Department of Neurology, Geisel School of Medicine, Dartmouth-Hitchcock Medical Center, Lebanon, NH, USA.
Department of Neurology, Dartmouth-Hitchcock Medical Center, Lebanon, NH, USA.
Alzheimers Res Ther. 2024 Jun 22;16(1):134. doi: 10.1186/s13195-024-01492-x.

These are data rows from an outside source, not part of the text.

PR #930, opened 2024-05-01
Modorders 1103

imerabishvili:
## Purpose
https://folio-org.atlassian.net/browse/MODORDERS-1103

## Approach
Update `inventoryHoldingManager` and `inventoryItemManager` usages to use tenants from PO line locations.

## Pre-Merge Checklist:


src/main/java/org/folio/service/inventory/InventoryItemManager.java
```diff
@@ -93,69 +93,80 @@ public InventoryItemManager(RestClient restClient,
   }
 
 
-  /**
-   * Returns list of item records for specified id's.
-   *
-   * @param ids List of item id's
-   * @return future with list of item records
-   */
```
SerhiiNosko, line 101: why java docs deleted, you you want to extract interfaces and move java docs to interfaces?

src/main/java/org/folio/service/inventory/InventoryItemManager.java
```diff
@@ -250,6 +249,40 @@ public Future<List<Piece>> handleItemRecords(CompositePoLine compPOL, Location l
       });
```
SerhiiNosko, line 249: handleItemRecords() does not have usages, so can be deleted

src/main/java/org/folio/helper/PoNumberHelper.java
```diff
@@ -42,6 +48,20 @@ public Future<Void> checkPONumberUnique(PoNumber poNumber, RequestContext reques
...
+      .map(po -> {
+        if (po.getInteger("totalRecords") != 0) {
+          logger.error("Exception validating PO Number existence");
+          throw new HttpException(400, ErrorCodes.PO_NUMBER_ALREADY_EXISTS);
+        }
+        return null;
+      });
+  }
+
   public Future<PoNumber> getPoNumber(RequestContext requestContext) {
```
SerhiiNosko, line 65: Is not used, can be deleted

src/main/java/org/folio/orders/utils/RequestContextUtil.java
```diff
@@ -10,6 +10,9 @@ private RequestContextUtil() {
   }
 
   public static RequestContext createContextWithNewTenantId(RequestContext requestContext, String tenantId) {
+    if (tenantId == null) {
```
SerhiiNosko, line 13: better to use StringUtils

src/main/java/org/folio/service/inventory/InventoryItemManager.java
```diff
@@ -93,69 +93,80 @@ public InventoryItemManager(RestClient restClient,
...
     return restClient.getAsJsonObject(requestEntry, skipThrowNorFoundException, requestContext);
   }
 
-  /**
-   * Returns list of requests for specified item.
-   *
-   * @param itemId id of Item
-   * @return future with list of requests
-   */
-  public Future<Integer> getNumberOfRequestsByItemId(String itemId, RequestContext requestContext) {
```
SerhiiNosko, line 121: Requests functionality will be moved outside of InventoryItemManager in scope of https://github.com/folio-org/mod-orders/pull/929

src/main/java/org/folio/service/orders/flows/update/unopen/UnOpenCompositeOrderManager.java
```diff
@@ -144,25 +160,26 @@ private Future<Void> processInventory(CompositePoLine compPOL, boolean deleteHol
...
-      } else { // synchronized workflow
-        return (deleteHoldings) ? processInventoryHoldingWithItems(compPOL, requestContext) : processInventoryOnlyWithItems(compPOL, requestContext);
-      }
+    boolean itemsUpdateRequired = PoLineCommonUtil.isItemsUpdateRequired(compPOL);
+    boolean holdingsUpdateRequired = PoLineCommonUtil.isHoldingsUpdateRequired(compPOL);
+    // itemsUpdateRequired => holdingsUpdateRequired
+    if (!itemsUpdateRequired && !holdingsUpdateRequired) {
+      return Future.succeededFuture();
     }
-    if (PoLineCommonUtil.isHoldingsUpdateRequired(compPOL)) {
```
SerhiiNosko, line 154: we need to check holdingsUpdateRequired here, correct?

SerhiiNosko: seems previous version of this method is more readable

src/main/java/org/folio/service/inventory/InventoryItemManager.java
imerabishvili: Yes now I see it can be deleted however for `InventoryHoldingManager::getHoldingsForAllLocationTenants` it's used only in tests but we should refactor unit test and then remove it.

src/main/java/org/folio/helper/PoNumberHelper.java
imerabishvili: `PoNumberAPI::getOrdersPoNumber` uses it. Can you double check?

src/main/java/org/folio/service/inventory/InventoryItemManager.java
```diff
@@ -93,69 +93,80 @@ public InventoryItemManager(RestClient restClient,
...
       .withQuery(query).withOffset(0).withLimit(Integer.MAX_VALUE);
     return restClient.getAsJsonObject(requestEntry, requestContext)
-      .map(response -> extractEntities(response, ITEMS));
+      .map(this::extractEntities);
+  }
+
+  public Future<Integer> getNumberOfRequestsByItemId(String itemId, RequestContext requestContext) {
+    String query = String.format("(itemId==%s and status=\"*\")", itemId);
+    RequestEntry requestEntry = new RequestEntry(INVENTORY_LOOKUP_ENDPOINTS.get(REQUESTS))
+      .withQuery(query).withOffset(0).withLimit(0);
```
azizbekxm, line 138: I think Limit is supposed to be Integer Max Value

imerabishvili: I asked this as well. And why current version is working (I didn't modified, just replaced)?

src/main/java/org/folio/service/orders/flows/update/unopen/UnOpenCompositeOrderManager.java
imerabishvili: Agree. I'll try to farther improve or rollback to previous version.

src/main/java/org/folio/service/inventory/InventoryItemManager.java
SerhiiNosko: @Saba-Zedginidze-EPAM please take a look is it expected that we use limit = 0 here as you cyrrently busy with requests integration

src/main/java/org/folio/service/orders/flows/update/unopen/UnOpenCompositeOrderManager.java
SerhiiNosko: I see you back to previous implementation, resolvign comment

SerhiiNosko (approved):

src/main/java/org/folio/orders/utils/RequestContextUtil.java
SerhiiNosko: RMB is written just with null check, so I am okay to leave as is also with null check. It's personally my preference to use StringUtils in every place, but we can leave as is for current place.
image

src/main/java/org/folio/service/orders/flows/update/unopen/UnOpenCompositeOrderManager.java
```diff
@@ -184,44 +201,81 @@ private Future<Void> processInventoryOnlyWithHolding(CompositePoLine compPOL, Re
...
-          .compose(onOrderItems -> {
-            if (CollectionUtils.isNotEmpty(onOrderItems)) {
-              List<String> itemIds = onOrderItems.stream().map(item -> item.getString(ID)).collect(toList());
-              return inventoryItemManager.deleteItems(itemIds, false, requestContext);
-            }
-            return Future.succeededFuture();
-          })
-          .onSuccess(v -> logger.info("Items and pieces deleted after Un-Open order with id: {}", compPOL.getId()))
-          .onFailure(e -> logger.error("Items and pieces deletion failed after Un-Open order with id: {}", compPOL.getId(), e))
+        GenericCompositeFuture.all(
```
SerhiiNosko, line 240: found one more thing, previous implementation was waiting when item deleted and only after that returned completed future, I think we need wait also to keep the same bahaviour, so need to add return before GenericCompositeFuture

SerhiiNosko: If we have 60 tenants and need update inventory objects in every of them, it can slow down process of un-opening the order, so probably we should remain as is with ignoring this comment, adding also @okolawole-ebsco to this discussion

SerhiiNosko: lets start with approach to wait until all items updated to not mask errors that can be produced by inventory, and after discussion will back to this and change if needed

src/main/java/org/folio/service/inventory/InventoryItemManager.java
Saba-Zedginidze-EPAM: As I know, this results in the record bodies being empty but the totalRecords shows how many entities were originally selected. I noticed this issue in my PR aswell and am currently modifying the code

src/main/java/org/folio/service/inventory/InventoryItemManager.java
```diff
@@ -250,6 +248,40 @@ public Future<List<Piece>> handleItemRecords(CompositePoLine compPOL, Location l
...
   }
 
+  private Future<List<JsonObject>> searchStorageExistingItems(String poLineId, String holdingId, int expectedQuantity,
+                                                              RequestContext requestContext) {
+    String query = String.format(LOOKUP_ITEM_QUERY, poLineId, holdingId);
+    RequestEntry requestEntry = new RequestEntry(ITEM_STOR_ENDPOINT).withQuery(query).withOffset(0).withLimit(expectedQuantity);
+    return restClient.getAsJsonObject(requestEntry, requestContext)
+      .map(itemsCollection -> {
+        List<JsonObject> items = extractEntities(itemsCollection);
+        logger.debug("{} existing items found out of {} for PO Line with '{}' id", items.size(), expectedQuantity, poLineId);
```
azizbekxm, line 258: it would be great to start with method name like in other paces

azizbekxm: I saw other places, please use common style other places as well

src/main/java/org/folio/orders/utils/PoLineCommonUtil.java
```diff
@@ -191,6 +203,14 @@ public static Map<String, List<Location>> groupLocationsByHoldingId(CompositePoL
       .collect(Collectors.groupingBy(Location::getHoldingId));
   }
 
+  public static List<String> getLocationTenants(CompositePoLine poLine) {
```
azizbekxm, line 206: Propose to rename to getTenantsFromPoLineLocations or other you can come up with. Current nime like returining Pair locations and tenants

src/main/java/org/folio/service/inventory/InventoryItemManager.java
imerabishvili: Please note that first commit in the PR is `move private methods with one usage below their callers`.
Although I agree with your suggestion we can't fix logging and other usages in all replaced code parts. From this perspective please review only consecutive commits

src/main/java/org/folio/orders/utils/PoLineCommonUtil.java
imerabishvili: The method name should be reading like `getOrderLinePieces`: OrderLine is an object and it contains pieces. Same way Location is an object and it contains tenant. WDYT?

imerabishvili: Maybe `getTenantsFromLocations` as `CompositePoLine` is a method parameter?

azizbekxm: Your explanation make sense, you can leave as it was or change to other name specific comments. When invoking method considering it is static method, reading getLocationTenants kind of strange, so getPoLinLocationTenants make descriptive, it is suggest that it will get poLine object. It is up to you. Both version seems good to me.

src/main/java/org/folio/service/inventory/InventoryItemManager.java
azizbekxm: Ok,

src/main/java/org/folio/service/orders/flows/update/unopen/UnOpenCompositeOrderManager.java
```diff
@@ -184,44 +201,81 @@ private Future<Void> processInventoryOnlyWithHolding(CompositePoLine compPOL, Re
...
+          PoLineCommonUtil.getTenantsFromLocations(compPOL)
```
SerhiiNosko, line 241: if we are working in non ECS env - Location object will not have tenantId populated at all, it means we will not invoke this logic to process inventory

imerabishvili: `getTenantsFromLocations` list might contain `null` and `createContextWithNewTenantId` will return same context:
```
    if (tenantId == null) {
      return requestContext;
    }
```
That's why we can't use here isEmpty check. Tenant Id list should not contain empty string, only `null` allowed

SerhiiNosko: pushed the change, resolving

PR #931, opened 2024-05-03
MODORDERS-1105. Update logic to handle item status "On order" "Order closed" in correct tenant

SerhiiNosko:
## Purpose
https://folio-org.atlassian.net/browse/MODORDERS-1105

### DIFF
--- a/src/main/java/org/folio/orders/utils/RequestContextUtil.java
+++ b/src/main/java/org/folio/orders/utils/RequestContextUtil.java
@@ -18,7 +18,7 @@ public class RequestContextUtil {
     }
     var modifiedHeaders = new CaseInsensitiveMap<>(requestContext.getHeaders());
     modifiedHeaders.put(XOkapiHeaders.TENANT, tenantId);
-    logger.info("Request context has been changes with new tenant: {}", tenantId);
+    logger.info("Request context has been changed with new tenant: {}", tenantId);
     return new RequestContext(requestContext.getContext(), modifiedHeaders);
   }
 
--- a/src/main/java/org/folio/orders/utils/RequestContextUtil.java
+++ b/src/main/java/org/folio/orders/utils/RequestContextUtil.java
@@ -1,10 +1,14 @@
 package org.folio.orders.utils;
 
 import org.apache.commons.collections4.map.CaseInsensitiveMap;
+import org.apache.logging.log4j.LogManager;
+import org.apache.logging.log4j.Logger;
+import org.folio.helper.PurchaseOrderHelper;
 import org.folio.okapi.common.XOkapiHeaders;
 import org.folio.rest.core.models.RequestContext;
 
 public class RequestContextUtil {
+  private static final Logger logger = LogManager.getLogger(PurchaseOrderHelper.class);
 
   private RequestContextUtil() {
   }
@@ -15,6 +19,7 @@ public class RequestContextUtil {
     }
     var modifiedHeaders = new CaseInsensitiveMap<>(requestContext.getHeaders());
     modifiedHeaders.put(XOkapiHeaders.TENANT, tenantId);
+    logger.info("Request context has been changes with new tenant: {}", tenantId);
     return new RequestContext(requestContext.getContext(), modifiedHeaders);
   }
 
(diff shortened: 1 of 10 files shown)


src/main/java/org/folio/orders/utils/RequestContextUtil.java
```diff
@@ -15,6 +18,7 @@ public static RequestContext createContextWithNewTenantId(RequestContext request
     }
     var modifiedHeaders = new CaseInsensitiveMap<>(requestContext.getHeaders());
     modifiedHeaders.put(XOkapiHeaders.TENANT, tenantId);
+    logger.info("Request context has been changes with new tenant: {}", tenantId);
```
imerabishvili, line 21: Really useful, nice!

src/main/java/org/folio/service/inventory/InventoryItemStatusSyncService.java
```diff
@@ -0,0 +1,147 @@
...
+    }
+    return result;
+  }
+
+  private List<JsonObject> updateItemStatuses(List<JsonObject> items, ItemStatus status) {
+    items.forEach(item -> updateItemStatus(item, status));
+    return items;
+  }
+
+  private JsonObject updateItemStatus(JsonObject item, ItemStatus itemStatus) {
```
imerabishvili, line 135: **Minor**
Actually we do not create a new item but modify existing one so I'd make method void and update line 66 accordingly.

src/main/java/org/folio/service/inventory/InventoryItemStatusSyncService.java
```diff
@@ -0,0 +1,147 @@
+package org.folio.service.inventory;
```
imerabishvili, line 1: Can you please format the file? IDEA updates javadocs for me.

src/main/java/org/folio/service/inventory/InventoryItemStatusSyncService.java
```diff
@@ -0,0 +1,147 @@
...
+import java.util.ArrayList;
+import java.util.HashMap;
+import java.util.List;
+import java.util.Map;
+import java.util.Optional;
+
+import static org.folio.helper.BaseHelper.MAX_REPEAT_ON_FAILURE;
+import static org.folio.rest.RestConstants.MAX_IDS_FOR_GET_RQ_15;
+
+public class InventoryItemStatusSyncService {
```
imerabishvili, line 28: Do you agree that methods like `updateItemWithPieceFields` and baisaclly any `InventoryItemManager` method which is to complex and more than CRUD is a candidate for moving in this class?

imerabishvili (approved):

src/test/java/org/folio/service/inventory/InventoryItemStatusSyncServiceTest.java
```diff
@@ -0,0 +1,145 @@
...
+    JsonObject item = new JsonObject()
+      .put(InventoryItemManager.ITEM_PURCHASE_ORDER_LINE_IDENTIFIER, PO_LINE_ID);
+    when(inventoryItemManager.getItemsByPoLineIdsAndStatus(eq(List.of(PO_LINE_ID)), eq(ItemStatus.ON_ORDER.value()), any(RequestContext.class)))
+      .thenReturn(Future.succeededFuture(List.of(item)));
+    when(inventoryItemManager.updateItem(eq(item), any(RequestContext.class))).thenReturn(Future.succeededFuture());
+    Location location1 = new Location()
+      .withTenantId("tenant1");
+    Location location2 = new Location()
+      .withTenantId("tenant2");
+    List<Location> locations = List.of(location1, location2);
```
Saba-Zedginidze-EPAM, line 84: You could create a method that can generate Locations and choose whether to populate TenantId or not and use it in other locations. Would be better to avoid copy-pastes.

Or have them created in BeforeEach maybe

Saba-Zedginidze-EPAM (approved):

src/main/java/org/folio/service/inventory/InventoryItemStatusSyncService.java
SerhiiNosko: I just did not want to couple new service to Piece entity, in this case we can use InventoryItemStatusSyncService in places where pieces are not presented.

src/main/java/org/folio/service/inventory/InventoryItemStatusSyncService.java
SerhiiNosko: reformatted

src/test/java/org/folio/service/inventory/InventoryItemStatusSyncServiceTest.java
SerhiiNosko: intoroduced new private method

Aging and sex are major risk factors for developing late-onset Alzheimer's disease. Compared to men, women experience worse neuropathological burden and cognitive decline despite living longer with the disease. Similarly, male 3xTg-AD mice, developed to model Alzheimer's disease, no longer consistently exhibit standard Alzheimer's neuropathology yet experience higher rates of mortality - providing a unique opportunity to further elucidate this dichotomy. We hypothesized that sex differences in the biological aging process yield distinct pathological and molecular Alzheimer's disease signatures in males and females, which could be harnessed for therapeutic and biomarker development.
We aged male and female, 3xTg-AD and B6129 control mice across their respective lifespans (n = 3-8 mice per sex, strain, and age group) and longitudinally assessed neuropathological hallmarks of Alzheimer's disease, markers of hepatic inflammation, splenic mass and morphology, as well as plasma cytokine levels. We conducted RNA sequencing analysis on bulk brain tissue and examined differentially expressed genes (DEGs) between 3xTg-AD and B6129 samples and across ages in each sex. We also examined DEGs between clinical Alzheimer's and control parahippocampal gyrus brain tissue samples from the Mount Sinai Brain Bank study in each sex.
3xTg-AD females significantly outlived 3xTg-AD males and exhibited progressive Alzheimer's neuropathology, while 3xTg-AD males demonstrated progressive hepatic inflammation, splenomegaly, circulating inflammatory proteins, and minimal Alzheimer's neuropathological hallmarks. Instead, 3xTg-AD males experienced an accelerated upregulation of immune-related gene expression in the brain relative to females. Our clinical investigations revealed that individuals with Alzheimer's disease develop similar sex-specific alterations in neuronal and immune function. In diseased males of both species, we observed greater upregulation of complement-related gene expression, and lipopolysaccharide was predicted as the top upstream regulator of DEGs.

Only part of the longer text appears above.